He has issued similar statements all season. After the draw against Everton in October, he was in mock-apologetic mode. “This is who I am,” he said. “This is what I believe. I’m sorry.”

There he stands. He can’t do it any other way.

Which is all fine and noble and laudable. His philosophy has been highly successful, bringing six league titles and two Champions Leagues in seven seasons in management while producing some of the most startling and beautiful football the world has known. If it takes stubbornness, iron will and inflexibility to achieve that, so be it. Great men are rarely easy; vision comes at a cost.

Manchester City are basking in the glow of victory once again 🌝 pic.twitter.com/F6vllReOWh

— Bleacher Report UK (@br_uk) December 14, 2016

But none of that can disguise the fact that even after Wednesday’s slightly edgy 2-0 win over Watford, City have won just five of their past 16 games in all competitions, or that they lost 4-2 to Leicester on Saturday—a side that had lost its previous game, to Sunderland, and would lose its next game, to Bournemouth.

But it wasn’t just the defeat; it was the manner of the defeat.
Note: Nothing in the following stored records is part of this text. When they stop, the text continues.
PR #103, opened 2017-11-30
Add development version of cxi.merge that uses a reflection table

phyy-nx:
Two changes to cxi.merge:
  Move summation code out of run method into method of the scaling manager
  Move plot single reflection histograms to own function

Concurrent changes to dev.cxi.merge

New program dev.cxi.merge_refltable that uses a dials reflection table as the underlying data structure for holding reflections during merging.

### DIFF
--- a/xfel/command_line/cxi_merge.py
+++ b/xfel/command_line/cxi_merge.py
@@ -1736,6 +1736,17 @@ class scaling_manager (intensity_data) :
     data.show_log_out(sys.stdout)
     return data
 
+  def sum_intensities(self):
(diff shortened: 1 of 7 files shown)


nksauter:
I'd like to reverse the decision to put show_overall_observations() in the scaling_manager class.  The method is concerned with reporting results to the log file, not primarily with producing the data analysis itself.  It makes specific decisions about what columns to display--these types of decisions should be refactored away from the main class, not enshrined within.  In the future, we will want a flexible tool to manage table display that allows us to add new columns and analyze results in different ways.  We want that code as far away as possible.

PR #105, opened 2017-12-04
Updated cxi_merge.py for cell rejection

mlxd:
Changes to cxi_merge.py to selectively filter unit cells.


nksauter:
Everything looks good.  Will rebase and merge now.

Whether it was arrogance, complacency or a terrible misjudgement, playing a high line opened the door for Jamie Vardy in a way it hadn’t been opened for about a year. Leicester, it seemed, had finally found themselves up against a side that had underestimated them again.

All of that is self-evident. City played high, took a strange and seemingly needless risk and were punished. Aleksandar Kolarov and Bacary Sagna looked uncomfortable in their roles. It wasn’t clear what Pablo Zabaleta had been asked to do in his roving right-back-cum-holding midfielder duties.

Goalkeeper Claudio Bravo again looked suspect—not only for the second goal, when he got his hand to Andy King’s shot but couldn’t keep it out, but also for the fourth, when he almost ushered Vardy past him. All judgements in football are partly subjective, but most of that is hard to deny.

But it’s not as simple as that. Guardiola is an ideologue, and as such, he has believers and sceptics. There is a trend in football that sees debates turn into …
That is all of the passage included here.